Der Reifenhersteller Goodyear hat auf dem Autosalon in Genf den Prototyp eines intelligenten Reifens gezeigt. Dieser soll mit Hilfe von Sensoren ständig Informationen per Mobilfunk zur Cloud schicken und eine Echtzeitkommunikation mit Flottenbetreibern aufbauen. Die Sensoren sollen Daten zur Laufflächenabnutzung, Temperatur und zum Fülldruck liefern. Die Anwendung ist für Carsharing-Anbieter interessant, die dann wissen, wie lange die Reifen noch nutzbar sind und Werkstattaufenthalte präziser planen können.

"Diese Form der proaktiven Wartung macht es Flottenbetreibern möglich, reifenbezogene Unregelmäßigkeiten und mögliche Servicefälle präzise zu identifizieren und zu beheben, bevor es zu einer Reifenpanne kommt" , sagte David Anckaert, Chef der Entwicklung bei Goodyear in Deutschland.

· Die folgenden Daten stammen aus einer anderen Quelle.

PR #2260, opened 2025-01-27
Refactor data request interfaces into messages

faysou:
# Pull Request

Refactor data interfaces into messages

## Type of change

Updated existing tests

### DIFF
--- a/nautilus_trader/common/actor.pxd
+++ b/nautilus_trader/common/actor.pxd
@@ -26,8 +26,8 @@ from nautilus_trader.core.message cimport Event
 from nautilus_trader.core.rust.model cimport BookType
 from nautilus_trader.core.uuid cimport UUID4
 from nautilus_trader.data.messages cimport DataCommand
-from nautilus_trader.data.messages cimport DataRequest
 from nautilus_trader.data.messages cimport DataResponse
+from nautilus_trader.data.messages cimport RequestData
 from nautilus_trader.indicators.base.indicator cimport Indicator
 from nautilus_trader.model.book cimport OrderBook
 from nautilus_trader.model.data cimport Bar
@@ -182,6 +182,9 @@ cdef class Actor(Component):
         self,
         DataType data_type,
         ClientId client_id,
+        datetime start=*,
+        datetime end=*,
+        int limit=*,
         callback=*,
         bint update_catalog=*,
         dict[str, object] params=*,
@@ -209,7 +212,7 @@ cdef class Actor(Component):
     cpdef UUID4 request_order_book_snapshot(
         self,
         InstrumentId instrument_id,
-        int limit,
+        int limit=*,
         ClientId client_id=*,
         callback=*,
         dict[str, object] params=*,
@@ -219,6 +222,7 @@ cdef class Actor(Component):
         InstrumentId instrument_id,
         datetime start=*,
         datetime end=*,
+        int limit=*,
         ClientId client_id=*,
         callback=*,
         bint update_catalog=*,
@@ -229,6 +233,7 @@ cdef class Actor(Component):
         InstrumentId instrument_id,
         datetime start=*,
         datetime end=*,
+        int limit=*,
         ClientId client_id=*,
         callback=*,
         bint update_catalog=*,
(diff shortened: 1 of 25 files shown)


nautilus_trader/common/actor.pxd
```diff
@@ -251,14 +257,15 @@ cdef class Actor(Component):
...
+        int limit=*,
         ClientId client_id=*,
         callback=*,
         bint include_external_data=*,
         bint update_subscriptions=*,
         bint update_catalog=*,
         dict[str, object] params=*,
     )
-    cpdef bint is_pending_request(self, UUID4 request_id)
+    cpdef bint is_pending_request(self, UUID4 id)
```
cjdsellers, line 268: I think we should leave the param name as `request_id`, as `id` shadows the built-in and isn't as explicit.

[Also applies to many changes below]

nautilus_trader/common/actor.pyx
```diff
@@ -2089,6 +2098,13 @@ cdef class Actor(Component):
         ----------
         data_type : DataType
             The data type for the request.
+        start : datetime, optional
+            The start datetime (UTC) of request time range (inclusive).
+        end : datetime, optional
+            The end datetime (UTC) of request time range.
+            The inclusiveness depends on individual data client implementation.
```
cjdsellers, line 2105: "The inclusiveness depends on the individual data client implementation."

nautilus_trader/data/messages.pyx
```diff
@@ -177,25 +185,32 @@ cdef class Unsubscribe(DataCommand):
...
-    data_type : type
-        The data type for the request.
     callback : Callable[[Any], None]
         The delegate to call with the data.
     request_id : UUID4
         The request ID.
     ts_init : uint64_t
         UNIX timestamp (nanoseconds) when the object was initialized.
-    params : dict[str, object], optional
+    params : dict[str, object]
```
cjdsellers, line 213: Should we leave `params` as optional? or did you find it useful having a downstream guarantee there would be a dict available to pass through?

nautilus_trader/live/data_client.py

Dem Modell des Carsharings wird ein starkes Wachstum vorausgesagt. 2015 machte die Zahl der weltweit gemeinschaftlich zurückgelegten Kilometer zwar nur vier Prozent aller gefahrenen Kilometer aus. Experten schätzen indes, dass der Anteil bis 2030 auf mehr als 25 Prozent steigen werde. Das ergab eine Studie von Morgan Stanley(öffnet im neuen Fenster) . Großen Einfluss soll das Aufkommen autonom fahrender Autos haben, die wie Taxis arbeiten: Sie holen die Fahrgäste eigenständig ab und bringen sie zum Ziel.